Esta segunda-feira, na Antiga Fàbrica Estrella Damm, teve lugar a grande final da décima edição do concurso “Plat Favorit dels Catalans”, um evento já clássico promovido pela revista CUINA, Abacus e a Generalitat de Catalunya. E sim, aquele prato que associamos às festas de Sant Esteve e às refeições de domingo em família ganhou a medalha de ouro.
Uma final (gastronómica) de cortar a respiração
Que ninguém pense que foi um mar de rosas. Para chegar ao pódio, os canelones tiveram de suar o bechamel. A votação, que reuniu mais de 25.000 votos populares em quatro semanas, foi complementada pelo veredito de um júri profissional (com um peso de 30%) que incluiu chefes da estatura de Fina Puigdevall (Les Cols) e Oriol Castro (Disfrutar).
Na grande final, os canelones (defendidos por chefes como Carles Gaig) enfrentaram outros titãs da nossa gastronomia: Botifarra amb seques, Suquet de peix e Cargols a la llauna.
Para trás ficaram outros 11 pratos que são verdadeiros emblemas. E dói ver alguns deles “caídos” em combate: fricandó (vencedor em 2021), escudella, calçots e até, preparem-se, pa amb tomàquet. Quase nada.
A vitória também faz parte dos eventos da Catalunya Regió Mundial de la Gastronomia 2025, um reconhecimento que, como destacou o ministro Miquel Sàmper, busca “destacar o valor do produto e também o trabalho de nossos chefs”.

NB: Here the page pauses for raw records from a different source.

PR #3295, opened 2026-02-11
gtkui: Build fix

ToadKing:
No idea why it started happening but I started getting this error trying to build on Linux:

```
trkproperties.c:912:15: error: initializing 'char *' with an expression of type 'const char *' discards qualifiers [-Werror,-Wincompatible-pointer-types-discards-qualifiers]
  912 |         char *semicolon = strchr(svalue, ';');
      |               ^           ~~~~~~~~~~~~~~~~~~~
```

Fixing this makes the build succeed.

### DIFF
--- a/plugins/gtkui/trkproperties.c
+++ b/plugins/gtkui/trkproperties.c
@@ -909,7 +909,7 @@ _semicolon_separated_string_for_meta(DB_metaInfo_t *meta) {
 static void
 _iterate_semicolon_separated_substrings(const char *svalue, void (^completion_block)(const char *item)) {
     while (*svalue) {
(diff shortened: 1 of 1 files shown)


ToadKing:
Ah, I think I know what caused it: Arch Linux just upgraded to glibc 2.43 which has [this change](https://sourceware.org/pipermail/libc-alpha/2026-January/174374.html):
> The aforementioned change in ISO C23 of the declaration of bsearch, memchr, strchr, strpbrk, strrchr, strstr, wcschr, wcspbrk, wcsrchr, wcsstr, and wmemchr as const-preserving macros can lead to compilation issues in code not set up for it. In particular, gnulib snapshots may need to be updated.

PR #3319, opened 2026-04-02
Add threshold config options for prev_or_restart action

tanguycano:
The restart-vs-go-to-previous threshold in action_prev_or_restart_cb was hardcoded to 3 seconds. This makes it configurable via playback.prev_restart_threshold (float, in seconds), defaulting to 3 to preserve existing behavior.

Increasing this value is useful when triggering the action via "smart shortcuts" or "touch controls" on Bluetooth headsets, as some of these input schemes require multiple or long key presses that take longer to complete.

### DIFF
--- a/src/actionhandlers.c
+++ b/src/actionhandlers.c
@@ -774,7 +774,8 @@ action_prev_or_restart_cb (struct DB_plugin_action_s *action, ddb_action_context
         deadbeef->pl_item_unref (it);
         if (dur > 0) {
             float pos = deadbeef->streamer_get_playpos ();
-            if (pos > 3) {
+            float threshold = deadbeef->conf_get_float ("playback.prev_restart_threshold", 3);
+            if (pos > threshold) {
                 deadbeef->sendmessage (DB_EV_SEEK, 0, 0, 0);
                 return 0;
             }


Oleksiy-Yakovenko:
Hi, Can you modify the PR to just set it to larger value?
Which value is preferred?
I think 3 seconds was quite arbitrary, and I understand it's not optimal.
But adding a configuration option for that is an overkill.

tanguycano:
I have it set to 10s on my machine, but that's also pretty arbitrary.

Some tracks also start slow, silent or generic enough that you can't actually tell whether you've rewound or skipped to the previous track until many seconds into the playback. It really depends on the content you are listening to.

Therefore, I'd still push for a configuration option, but it obviously is your call. Else, I will just rewrite the constant to a bigger value, such as 10s.

Oleksiy-Yakovenko:
I decided not to wait, and committed the change to 10 sec.
Sorry for not taking your PR as is - I'm just not a fan of secret config options without UI configuration.
(Also, as I stated, this behavior doesn't really need to be configurable)

tanguycano:
No worries, I should have resubmitted it with a 10s hard-coded value anyway.
Thanks for taking the time to make the change.

PR #3335, opened 2026-05-23
cocoaui: let playlist key events fall back to menu shortcuts

fff7d1bc:
After updating to macOS 26.5 and a master DeaDBeeF build, I started seeing the Cocoa UI playback hotkeys behave inconsistently. Shortcuts like `b` for Next and `n` for Play Random would work for a while after launch, then stop working until I restarted the player or reset/re-applied the shortcuts in settings.

The issue seemed tied to playlist focus. After clicking in the playlist or using navigation keys like arrows/Home/End, the playlist view becomes first responder. It handles those navigation keys itself, but for other keys it was just falling through to `[super keyDown:]`.

That seems a bit fragile for DeaDBeeF's plain letter shortcuts, because those shortcuts are Cocoa menu key equivalents. If the playlist does not handle a key, the main menu should still get a chance to handle it.

This change makes the playlist view try:

```
[NSApp.mainMenu performKeyEquivalent:theEvent]
```

before falling back to `[super keyDown:]`.

This keeps the existing playlist navigation behavior, but makes menu-backed shortcuts work even when the playlist is focused. I don't know whether macOS 26.5 changed the AppKit behavior here, or whether it only made an existing edge case easier to hit, but this makes the routing explicit instead of relying on the responder chain to recover later.

Verified with:

```
xcodebuild -project osx/deadbeef.xcodeproj -target DeaDBeeF -configuration Release
```

And during runtime, after making this change I did not had another issue with 'b' or 'n' not working. Before it was happening at random but pretty frequently.

### DIFF
--- a/plugins/cocoaui/Playlist/PlaylistContentView.m
+++ b/plugins/cocoaui/Playlist/PlaylistContentView.m
@@ -1037,6 +1037,9 @@ static int grouptitleheight = 22;
             [self scrollPoint:NSMakePoint(vis.origin.x, (self.frame.size.height - sv.contentSize.height))];
             break;
         default:
+            if ([NSApp.mainMenu performKeyEquivalent:theEvent]) {
+                return;
+            }
             [super keyDown:theEvent];
             return;
         }
@@ -1477,4 +1480,3 @@ static int grouptitleheight = 22;
 }
 
 @end
-


Oleksiy-Yakovenko:
Hi,

Can you describe a way to reproduce the problem in more detail?
At first glance, what you did looks like a hack, it's supposed to work without this change, and also I can't reproduce the issue (I've been running 26.5 since day one)

> the playlist view becomes first responder. It handles those navigation keys itself, but for other keys it was just falling through to [super keyDown:].

Well yeah, that [super keyDown] call is supposed to just continue normal handling, i.e. pass the event up the responder chain, which should eventually reach the menu items.
It should be the same behavior as if keyDown was not overridden.

fff7d1bc:
I have no reliable steps to reproduce as it happens at random but daily for me. What happens is that the keys like `n`, `b` or `v` stop doing anything, no next/random/stop, but if I navigate with arrow keys or mouse and swap track, for a short moment the keys will work, if I go to settings -> hotkeys and there `reset to defaults` it does seems to recovery for a little longer but now when I think about it perhaps me interacting with top menu was the workaround. Otherwise restarting player helps.

It very much is a hack, as I suspect it is a bug inside MacOS update that just landed, I am perfectly okay if you are not feeling comfortable merging it, especially so if you did not hit this bug yourself.

Oleksiy-Yakovenko:
I will watch out for this bug for a bit, maybe I'd be able to reproduce, then we'll see.

Oleksiy-Yakovenko:
I'm not observing any issue like what you are describing, even after running the player for weeks uninterrupted.
If this bug still persists for you, I recommend creating a clean user account on your mac, and / or check which 3rd party software you may have installed, which could interfere with keyboard or menu bar functionality.

fff7d1bc:
Thanks for looking into it, I was able to reproduce the problem on two different macOS boxes and narrowed it down to AltTab update, restarting AltTab fixes deadbeef and recently there was huge update to it, so must be somewhere there that is casing the problem.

O segredo dos canelones de Barcelona
Mas o que é que faz com que os canelones sejam tão nossos? Aqui entra a reviravolta. Embora seja hoje o símbolo por excelência da ” cuina d’aprofitament“, o canelone é, na realidade, um imigrante.
A tradição não é tão antiga como a escudella. De acordo com várias fontes, como El Nacional.cat e GastroBarna, os canelones tornaram-se populares na cidade no início do século XX, graças aos restaurantes de influência francesa e italiana.
Muitos colocam o epicentro desta febre da massa na Maison Dorée, um luxuoso restaurante francês que abriu as suas portas na Plaça Catalunya (sim, onde está hoje a Primark) e que triunfou entre a burguesia de Barcelona importando receitas parisienses, como o “Cannelloni Rossini”.
Foram os catalães que lhe deram o seu toque de mestre, trocandoo recheio de carne picada crua (à italiana) por carne assada (o rostit), muitas vezes proveniente do carn d’olla ou do frango de Natal, ou cozendo a massa em vez de a deixar al dente.